A mathematical model for the bi-ionic potential

The influence of the salt concentration (c0), the diffusion boundary layers, and the ratio of the counter-ions diffusion coefficients on the bi-ionic potential (BIP) values have been analysed theoretically on the basis of a simple mathematical model based on the Nernst-Planck equations and on the TMS model. For c0 < 0.1 M, the numerical solution of the boundary-value problem for an ideal permselective membrane gives a theoretical BIP vs c0 curves similar to those obtained experimentally by Dammak et al. The diffusion coefficient ratio in the membrane plays an important role in determining the BIP values.

Correction of pH of diluted solutions of electrolytes by electrodialysis with bipolar membranes

The current efficiencies of the water dissociation water and the voltage-current characteristics of the bipolar (asymmetric bipolar) membranes were measured in a two-chamber electrochemical cell. The cell was formed of an MB-3 bipolar membrane or an asymmetric bipolar membrane, which is an MA-40 heterogeneous membrane with a thin surface layer in the form of a cation-selective homogeneous film and MA-40 and MA-41 heterogeneous monopolar membranes. The dissociation of water on MA-40 in 0.01 M sodium chloride decreased the current efficiency of the acid and alkali both in the channel with a bipolar membrane and in the channel with an asymmetric bipolar membrane. The effective ion transport numbers across MA-40 and MA-41 at different pH values were determined. The water dissociation rate on MA-40 decreased at pH > 9.5. A kinetic model of the electrodialysis of a dilute solution of sodium chloride in a two-chamber unit cell with a bipolar and anionite membranes was suggested.

A mathematical model describing voltammograms and transport numbers under intensive electrodialysis modes

A three-layer mathematical model of overlimiting state is developed. A reactive layer with a thickness depending on the current density is introduced into the model. A decrease in the thickness of diffusion layer, which donates the counterions, with increasing current density as a result of electroconvection is also taken into account. A boundary-value problem is formulated within the Nernst-Planck and Poisson’s model in the three-layer region with the boundary conditions of constant concentrations in the bulk solution. It is shown that an increase in the reactive layer thickness with increasing current density determines the behavior of effective transport numbers in the overlimiting state of ion-exchange electromembrane system. In the current range under consideration (from 1 to 20 limiting currents), the reactive layer thickness is several tens nanometers and reaches 70 nm at a 100-fold excess over the limiting current. To calculate the voltammograms, the dependence of effective thickness δN of diffusion layer on the current density is required. This dependence can be obtained by solving an inverse problem, from the laser interferometry experiments, or calculated by the Navier-Stokes hydrodynamic model. The model enables one to calculate the distribution of electric field strength, potential, concentrations in the diffusion layers and membrane.

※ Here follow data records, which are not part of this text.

PR #239, opened 2025-03-25
refactor: create StatisticsBar

greatgitsby:
Would love this StatisticBar for https://github.com/commaai/connect/pull/203/ to reuse spacing and styling

also inlined a few types to reduce LoC

### DIFF
--- a/src/components/RouteStatistics.tsx
+++ b/src/components/RouteStatistics.tsx
@@ -1,55 +1,30 @@
-import { createResource, Suspense } from 'solid-js'
+import { createResource } from 'solid-js'
 import type { VoidComponent } from 'solid-js'
-import clsx from 'clsx'
 
 import { TimelineStatistics, getTimelineStatistics } from '~/api/derived'
 import type { Route } from '~/types'
 import { formatDistance, formatRouteDuration } from '~/utils/format'
+import StatisticBar from './StatisticBar'
 
-const formatEngagement = (timeline?: TimelineStatistics): string => {
-  if (!timeline) return ''
+const formatEngagement = (timeline?: TimelineStatistics): string | undefined => {
+  if (!timeline) return undefined
   const { engagedDuration, duration } = timeline
   return `${(100 * (engagedDuration / duration)).toFixed(0)}%`
 }
 
-const formatUserFlags = (timeline?: TimelineStatistics): string => {
-  return timeline?.userFlags.toString() ?? ''
-}
-
-type RouteStatisticsProps = {
-  class?: string
-  route?: Route
-}
-
-const RouteStatistics: VoidComponent<RouteStatisticsProps> = (props) => {
+const RouteStatistics: VoidComponent<{ class?: string; route: Route }> = (props) => {
   const [timeline] = createResource(() => props.route, getTimelineStatistics)
 
   return (
-    <div class={clsx('flex size-full items-stretch gap-8', props.class)}>
-      <div class="flex grow flex-col justify-between">
-        <span class="text-body-sm text-on-surface-variant">Distance</span>
-        <span class="font-mono text-label-lg uppercase">{formatDistance(props.route?.length)}</span>
-      </div>
-
-      <div class="flex grow flex-col justify-between">
-        <span class="text-body-sm text-on-surface-variant">Duration</span>
-        <span class="font-mono text-label-lg uppercase">{formatRouteDuration(props.route)}</span>
-      </div>
-
-      <div class="hidden grow flex-col justify-between xs:flex">
-        <span class="text-body-sm text-on-surface-variant">Engaged</span>
-        <Suspense>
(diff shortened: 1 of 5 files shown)


src/components/RouteStatistics.tsx
```diff
@@ -1,55 +1,30 @@
...
-      </div>
-    </div>
+    <StatisticBar
+      class={props.class}
+      statistics={[
+        { label: 'Distance', value: formatDistance(props.route?.length) },
+        { label: 'Duration', value: formatRouteDuration(props.route) },
+        { label: 'Engaged', value: formatEngagement(timeline()) },
+        { label: 'User flags', value: timeline()?.userFlags.toString() },
+      ]}
```
incognitojam, line 26: I think we need to pass the values as an Accessor, otherwise we will trigger suspense and wait for all of the values to be ready

src/components/StatisticBar.tsx
```diff
@@ -0,0 +1,26 @@
...
+
+const StatisticBar: VoidComponent<{ class?: string; statistics: { label: string; value: unknown }[] }> = (props) => {
+  return (
+    <div class="flex flex-col">
+      <div class={clsx('flex h-auto w-full justify-between gap-8', props.class)}>
+        <For each={props.statistics}>
+          {(statistic) => (
+            <div class="flex basis-0 grow flex-col justify-between">
+              <span class="text-body-sm text-on-surface-variant">{statistic.label}</span>
+              <Show
```
incognitojam, line 12: Then you can change this back to a `<Suspense>`

src/components/StatisticBar.tsx
```diff
@@ -0,0 +1,26 @@
...
+                when={statistic.value !== undefined}
+                fallback={<div class="w-auto skeleton-loader bg-surface-container-low rounded-sm" />}
+              >
+                <span class="font-mono text-label-lg uppercase">{statistic.value?.toString()}</span>
```
incognitojam, line 16: I don't think you'd need to have a `.toString()` here

src/utils/format.ts
```diff
@@ -19,8 +19,8 @@ const isImperial = (): boolean => {
   return locale.startsWith('en-us') || locale.startsWith('en-gb')
 }
 
-export const formatDistance = (miles: number | undefined): string => {
-  if (miles === undefined) return ''
+export const formatDistance = (miles: number | undefined): string | undefined => {
+  if (miles === undefined) return undefined
```
incognitojam, line 23: Is there a reason to change this?

incognitojam (changes requested):

src/components/StatisticBar.tsx
greatgitsby: i tried this at first but couldn't get it working. 

this is why i changed the formatters to pass thru the undefined. i managed to get the same behavior passing "optionals" through

let me try this again.

src/components/StatisticBar.tsx
```diff
@@ -0,0 +1,26 @@
...
+  return (
+    <div class="flex flex-col">
+      <div class={clsx('flex h-auto w-full justify-between gap-8', props.class)}>
+        <For each={props.statistics}>
+          {(statistic) => (
+            <div class="flex basis-0 grow flex-col justify-between">
+              <span class="text-body-sm text-on-surface-variant">{statistic.label}</span>
+              <Show
+                when={statistic.value !== undefined}
+                fallback={<div class="w-auto skeleton-loader bg-surface-container-low rounded-sm" />}
```
greatgitsby, line 14: forgot to set an explicit height for the loader, easy fix!

src/components/StatisticBar.tsx
```diff
@@ -0,0 +1,23 @@
...
+const StatisticBar: VoidComponent<{ class?: string; statistics: { label: string; value: () => unknown }[] }> = (props) => {
+  return (
+    <div class="flex flex-col">
+      <div class={clsx('flex h-auto w-full justify-between gap-8', props.class)}>
+        <For each={props.statistics}>
+          {(statistic) => (
+            <div class="flex basis-0 grow flex-col justify-between">
+              <span class="text-body-sm text-on-surface-variant">{statistic.label}</span>
+              <Suspense fallback={<div class="h-[20px] w-auto skeleton-loader rounded-xs" />}>
+                <span class="font-mono text-label-lg uppercase">{statistic.value()?.toString() ?? '—'}</span>
```
greatgitsby, line 13: The fallback to `undefined` for the formatters is so that we can gracefully display `—`. We already do this for other format functions (like route duration)

incognitojam: Sorry where do we do that?

incognitojam: oh I just read this line wrong because it went off the screen :sweat_smile: 

image

looks good!

incognitojam (approved):
Looks good!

Electric Double Layer at the Membrane/Solution Interface in a Three-Layered Membrane System

Transport of ions through a three-layered membrane system at overlimiting currents is simulated mathematically. To allow for the space charge, the Poisson equation is used in both the first diffusion layer and the membrane. Two modes are shown to exist at overlimiting currents: a quasi-equilibrium state of the interface and a Schottky mode.